### EXERCISE OBJECTIVE
Whichever lines of the entries hold the word "False" should be identified and copied.

=== Begin Enclosure ===

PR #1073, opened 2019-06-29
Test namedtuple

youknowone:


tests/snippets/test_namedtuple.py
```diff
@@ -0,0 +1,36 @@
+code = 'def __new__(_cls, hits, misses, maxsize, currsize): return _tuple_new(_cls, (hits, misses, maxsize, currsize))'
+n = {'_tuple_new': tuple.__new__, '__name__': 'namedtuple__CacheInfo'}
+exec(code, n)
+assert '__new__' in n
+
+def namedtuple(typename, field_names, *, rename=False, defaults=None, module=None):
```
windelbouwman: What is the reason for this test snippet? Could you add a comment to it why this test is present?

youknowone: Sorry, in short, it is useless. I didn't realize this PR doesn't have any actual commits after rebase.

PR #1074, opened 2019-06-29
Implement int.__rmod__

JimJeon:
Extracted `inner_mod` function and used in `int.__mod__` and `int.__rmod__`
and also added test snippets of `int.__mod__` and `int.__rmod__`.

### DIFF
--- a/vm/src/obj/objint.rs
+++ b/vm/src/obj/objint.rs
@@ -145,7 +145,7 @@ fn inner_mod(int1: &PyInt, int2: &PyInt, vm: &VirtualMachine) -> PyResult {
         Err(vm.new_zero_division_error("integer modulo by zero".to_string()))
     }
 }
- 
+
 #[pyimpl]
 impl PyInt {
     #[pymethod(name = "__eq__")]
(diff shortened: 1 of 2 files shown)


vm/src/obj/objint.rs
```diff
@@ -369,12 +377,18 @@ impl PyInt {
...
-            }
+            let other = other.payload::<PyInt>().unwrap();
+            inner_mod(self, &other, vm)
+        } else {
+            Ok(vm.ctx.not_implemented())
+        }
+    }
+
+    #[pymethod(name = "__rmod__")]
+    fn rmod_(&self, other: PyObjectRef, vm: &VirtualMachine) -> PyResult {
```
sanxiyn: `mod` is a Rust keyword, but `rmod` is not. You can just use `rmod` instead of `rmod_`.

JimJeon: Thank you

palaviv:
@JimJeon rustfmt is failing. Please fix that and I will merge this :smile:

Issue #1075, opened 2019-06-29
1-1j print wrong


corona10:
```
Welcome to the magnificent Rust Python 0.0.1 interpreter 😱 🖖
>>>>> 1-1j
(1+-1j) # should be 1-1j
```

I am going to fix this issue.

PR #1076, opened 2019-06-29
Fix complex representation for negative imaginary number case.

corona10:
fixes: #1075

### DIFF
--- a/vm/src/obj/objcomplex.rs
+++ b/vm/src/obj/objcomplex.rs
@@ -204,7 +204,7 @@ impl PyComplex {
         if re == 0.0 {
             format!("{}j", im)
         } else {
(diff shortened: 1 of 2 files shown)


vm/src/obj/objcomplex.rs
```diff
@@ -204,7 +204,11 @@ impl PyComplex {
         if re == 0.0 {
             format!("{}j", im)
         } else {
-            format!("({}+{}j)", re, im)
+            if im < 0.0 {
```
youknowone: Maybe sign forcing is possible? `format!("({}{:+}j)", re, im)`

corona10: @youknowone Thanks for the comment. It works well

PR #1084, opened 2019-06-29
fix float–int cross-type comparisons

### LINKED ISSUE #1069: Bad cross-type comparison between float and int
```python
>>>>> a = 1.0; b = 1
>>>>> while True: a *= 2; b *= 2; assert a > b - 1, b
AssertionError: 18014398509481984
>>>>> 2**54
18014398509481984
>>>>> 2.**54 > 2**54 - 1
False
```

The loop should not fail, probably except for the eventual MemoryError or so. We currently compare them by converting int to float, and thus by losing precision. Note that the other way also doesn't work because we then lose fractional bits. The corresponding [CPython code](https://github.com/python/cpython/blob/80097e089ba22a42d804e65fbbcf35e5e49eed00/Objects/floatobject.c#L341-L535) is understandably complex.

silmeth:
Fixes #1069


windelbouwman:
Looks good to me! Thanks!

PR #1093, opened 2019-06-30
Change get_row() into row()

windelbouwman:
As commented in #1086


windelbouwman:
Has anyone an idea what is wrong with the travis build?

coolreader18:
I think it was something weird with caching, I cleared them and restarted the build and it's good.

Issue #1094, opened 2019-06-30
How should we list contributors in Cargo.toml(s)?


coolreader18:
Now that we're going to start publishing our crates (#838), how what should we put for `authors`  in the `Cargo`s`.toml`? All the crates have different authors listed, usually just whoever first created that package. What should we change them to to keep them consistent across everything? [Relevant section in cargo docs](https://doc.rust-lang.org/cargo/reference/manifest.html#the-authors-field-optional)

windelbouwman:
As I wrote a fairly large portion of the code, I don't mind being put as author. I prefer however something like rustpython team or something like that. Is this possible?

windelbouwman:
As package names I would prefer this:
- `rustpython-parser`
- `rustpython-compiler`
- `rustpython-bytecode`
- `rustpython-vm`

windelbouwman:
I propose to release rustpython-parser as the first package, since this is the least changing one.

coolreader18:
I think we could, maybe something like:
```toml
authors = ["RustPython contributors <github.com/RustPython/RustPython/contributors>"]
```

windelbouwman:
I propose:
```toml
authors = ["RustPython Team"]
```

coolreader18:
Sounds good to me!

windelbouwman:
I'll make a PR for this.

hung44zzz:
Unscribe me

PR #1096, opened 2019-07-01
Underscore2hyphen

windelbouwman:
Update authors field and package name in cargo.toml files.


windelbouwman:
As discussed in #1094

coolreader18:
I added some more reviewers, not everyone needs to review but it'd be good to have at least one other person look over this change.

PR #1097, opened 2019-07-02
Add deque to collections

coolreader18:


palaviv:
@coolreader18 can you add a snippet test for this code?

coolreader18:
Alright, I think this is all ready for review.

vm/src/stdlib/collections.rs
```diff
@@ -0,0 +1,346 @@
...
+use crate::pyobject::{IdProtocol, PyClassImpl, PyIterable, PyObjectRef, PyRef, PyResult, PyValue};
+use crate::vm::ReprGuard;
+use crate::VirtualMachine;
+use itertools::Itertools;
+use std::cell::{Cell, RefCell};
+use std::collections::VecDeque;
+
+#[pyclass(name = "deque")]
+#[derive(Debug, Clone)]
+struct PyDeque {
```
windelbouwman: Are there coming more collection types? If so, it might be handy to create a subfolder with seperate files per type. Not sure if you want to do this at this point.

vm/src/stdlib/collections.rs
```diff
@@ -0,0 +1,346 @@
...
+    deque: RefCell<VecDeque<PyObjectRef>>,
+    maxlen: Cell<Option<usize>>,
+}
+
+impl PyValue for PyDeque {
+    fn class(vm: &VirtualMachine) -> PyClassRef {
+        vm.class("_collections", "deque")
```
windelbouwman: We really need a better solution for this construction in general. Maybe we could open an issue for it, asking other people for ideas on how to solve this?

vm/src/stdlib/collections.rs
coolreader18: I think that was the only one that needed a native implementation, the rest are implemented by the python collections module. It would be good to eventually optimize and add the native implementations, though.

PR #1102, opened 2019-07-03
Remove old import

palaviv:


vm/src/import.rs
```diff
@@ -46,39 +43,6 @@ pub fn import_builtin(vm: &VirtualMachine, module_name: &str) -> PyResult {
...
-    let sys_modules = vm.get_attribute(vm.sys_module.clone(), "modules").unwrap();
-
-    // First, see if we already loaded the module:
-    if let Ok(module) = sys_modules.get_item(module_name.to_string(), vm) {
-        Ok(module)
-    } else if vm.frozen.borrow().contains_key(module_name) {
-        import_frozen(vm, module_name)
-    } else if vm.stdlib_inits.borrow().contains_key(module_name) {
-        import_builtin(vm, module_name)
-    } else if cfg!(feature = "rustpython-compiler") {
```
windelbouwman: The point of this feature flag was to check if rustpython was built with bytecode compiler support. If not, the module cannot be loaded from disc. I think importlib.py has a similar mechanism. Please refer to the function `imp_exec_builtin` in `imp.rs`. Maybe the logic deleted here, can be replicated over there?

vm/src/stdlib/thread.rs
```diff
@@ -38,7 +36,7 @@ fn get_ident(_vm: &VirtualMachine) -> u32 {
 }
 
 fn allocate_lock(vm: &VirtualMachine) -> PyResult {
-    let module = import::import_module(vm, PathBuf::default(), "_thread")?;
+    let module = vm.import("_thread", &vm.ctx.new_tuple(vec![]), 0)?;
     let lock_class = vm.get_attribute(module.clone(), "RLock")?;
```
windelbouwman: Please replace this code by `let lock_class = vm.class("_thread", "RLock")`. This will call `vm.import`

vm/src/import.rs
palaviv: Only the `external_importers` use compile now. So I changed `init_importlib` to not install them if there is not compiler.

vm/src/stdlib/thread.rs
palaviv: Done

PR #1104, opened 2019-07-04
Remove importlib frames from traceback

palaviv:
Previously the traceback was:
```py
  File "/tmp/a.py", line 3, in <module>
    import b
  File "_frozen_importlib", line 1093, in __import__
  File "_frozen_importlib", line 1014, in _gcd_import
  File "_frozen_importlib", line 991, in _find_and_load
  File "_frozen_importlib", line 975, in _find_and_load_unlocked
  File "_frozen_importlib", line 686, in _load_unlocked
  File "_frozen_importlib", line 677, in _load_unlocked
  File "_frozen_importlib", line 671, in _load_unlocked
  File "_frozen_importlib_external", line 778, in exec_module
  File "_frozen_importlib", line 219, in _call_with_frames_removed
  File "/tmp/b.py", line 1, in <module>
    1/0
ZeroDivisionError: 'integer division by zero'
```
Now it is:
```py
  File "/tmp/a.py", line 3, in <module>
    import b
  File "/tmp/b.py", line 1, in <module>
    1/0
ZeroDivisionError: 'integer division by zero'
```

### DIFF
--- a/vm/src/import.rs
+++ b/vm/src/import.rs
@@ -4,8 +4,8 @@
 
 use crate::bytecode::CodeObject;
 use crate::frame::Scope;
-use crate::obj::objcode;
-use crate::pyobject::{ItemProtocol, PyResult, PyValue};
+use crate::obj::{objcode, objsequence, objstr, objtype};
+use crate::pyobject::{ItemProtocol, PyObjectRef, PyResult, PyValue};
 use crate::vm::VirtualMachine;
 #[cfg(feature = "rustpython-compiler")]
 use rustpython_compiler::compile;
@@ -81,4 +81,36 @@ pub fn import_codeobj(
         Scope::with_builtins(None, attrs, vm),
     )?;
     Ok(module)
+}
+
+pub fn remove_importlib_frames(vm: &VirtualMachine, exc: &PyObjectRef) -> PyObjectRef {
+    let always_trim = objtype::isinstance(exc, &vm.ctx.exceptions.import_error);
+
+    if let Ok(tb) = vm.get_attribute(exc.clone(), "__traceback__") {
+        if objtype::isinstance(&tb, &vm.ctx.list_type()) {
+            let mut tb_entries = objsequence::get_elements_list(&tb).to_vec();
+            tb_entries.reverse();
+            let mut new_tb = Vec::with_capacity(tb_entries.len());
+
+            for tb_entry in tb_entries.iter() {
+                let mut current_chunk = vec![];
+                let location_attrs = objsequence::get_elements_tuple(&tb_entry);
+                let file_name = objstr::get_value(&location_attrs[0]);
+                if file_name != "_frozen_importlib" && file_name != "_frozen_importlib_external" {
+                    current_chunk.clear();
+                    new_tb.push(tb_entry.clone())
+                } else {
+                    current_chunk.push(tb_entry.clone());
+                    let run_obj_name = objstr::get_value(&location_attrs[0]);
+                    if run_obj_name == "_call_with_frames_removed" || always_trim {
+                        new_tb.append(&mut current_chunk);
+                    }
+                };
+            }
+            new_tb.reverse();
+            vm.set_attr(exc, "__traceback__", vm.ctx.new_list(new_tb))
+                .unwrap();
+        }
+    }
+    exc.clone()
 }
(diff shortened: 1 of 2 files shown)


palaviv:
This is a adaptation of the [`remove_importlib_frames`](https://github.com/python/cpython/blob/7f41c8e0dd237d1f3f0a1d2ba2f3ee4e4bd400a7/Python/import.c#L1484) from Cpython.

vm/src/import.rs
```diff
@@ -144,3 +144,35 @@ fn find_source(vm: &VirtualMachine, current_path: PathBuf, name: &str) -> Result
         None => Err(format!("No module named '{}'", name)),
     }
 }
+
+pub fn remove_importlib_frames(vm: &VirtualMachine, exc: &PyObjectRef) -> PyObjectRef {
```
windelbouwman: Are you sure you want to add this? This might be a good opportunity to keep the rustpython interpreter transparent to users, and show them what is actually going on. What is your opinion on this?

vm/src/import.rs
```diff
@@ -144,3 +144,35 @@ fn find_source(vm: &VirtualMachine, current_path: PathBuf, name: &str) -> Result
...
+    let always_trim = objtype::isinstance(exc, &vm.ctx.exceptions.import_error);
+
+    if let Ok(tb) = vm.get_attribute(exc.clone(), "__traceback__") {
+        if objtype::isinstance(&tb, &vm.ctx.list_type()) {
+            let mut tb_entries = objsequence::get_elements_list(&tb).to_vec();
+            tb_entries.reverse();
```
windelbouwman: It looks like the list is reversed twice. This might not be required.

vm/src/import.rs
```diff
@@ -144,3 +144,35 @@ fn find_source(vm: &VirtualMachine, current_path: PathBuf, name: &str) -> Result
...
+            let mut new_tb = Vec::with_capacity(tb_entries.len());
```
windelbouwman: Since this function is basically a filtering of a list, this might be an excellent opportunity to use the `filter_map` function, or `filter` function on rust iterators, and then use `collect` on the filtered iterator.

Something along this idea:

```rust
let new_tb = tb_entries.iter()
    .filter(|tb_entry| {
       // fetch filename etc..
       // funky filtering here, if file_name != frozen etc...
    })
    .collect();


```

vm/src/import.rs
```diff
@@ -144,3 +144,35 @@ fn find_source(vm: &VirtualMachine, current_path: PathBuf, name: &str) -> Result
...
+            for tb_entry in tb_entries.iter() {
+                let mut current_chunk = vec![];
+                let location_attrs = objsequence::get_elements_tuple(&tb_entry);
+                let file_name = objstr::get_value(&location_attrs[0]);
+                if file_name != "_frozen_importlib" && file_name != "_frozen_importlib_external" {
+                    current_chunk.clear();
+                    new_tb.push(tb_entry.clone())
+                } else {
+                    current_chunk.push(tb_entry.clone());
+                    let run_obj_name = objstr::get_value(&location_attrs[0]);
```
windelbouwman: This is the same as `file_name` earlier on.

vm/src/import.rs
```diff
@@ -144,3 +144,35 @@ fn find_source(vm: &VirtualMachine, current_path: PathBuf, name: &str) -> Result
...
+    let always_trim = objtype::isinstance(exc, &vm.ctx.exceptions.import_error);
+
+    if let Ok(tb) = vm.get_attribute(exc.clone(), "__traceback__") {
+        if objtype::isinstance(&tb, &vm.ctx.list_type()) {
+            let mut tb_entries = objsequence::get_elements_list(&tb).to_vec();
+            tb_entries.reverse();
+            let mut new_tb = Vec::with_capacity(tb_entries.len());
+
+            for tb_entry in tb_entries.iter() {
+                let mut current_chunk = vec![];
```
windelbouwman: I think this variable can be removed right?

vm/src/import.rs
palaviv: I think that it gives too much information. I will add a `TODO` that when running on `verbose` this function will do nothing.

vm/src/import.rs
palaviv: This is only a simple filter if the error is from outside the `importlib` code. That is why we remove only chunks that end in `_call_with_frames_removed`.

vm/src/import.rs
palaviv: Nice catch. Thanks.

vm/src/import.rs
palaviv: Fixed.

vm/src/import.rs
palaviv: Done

=== End Enclosure ===

### TASK SOLUTION
+def namedtuple(typename, field_names, *, rename=False, defaults=None, module=None):
False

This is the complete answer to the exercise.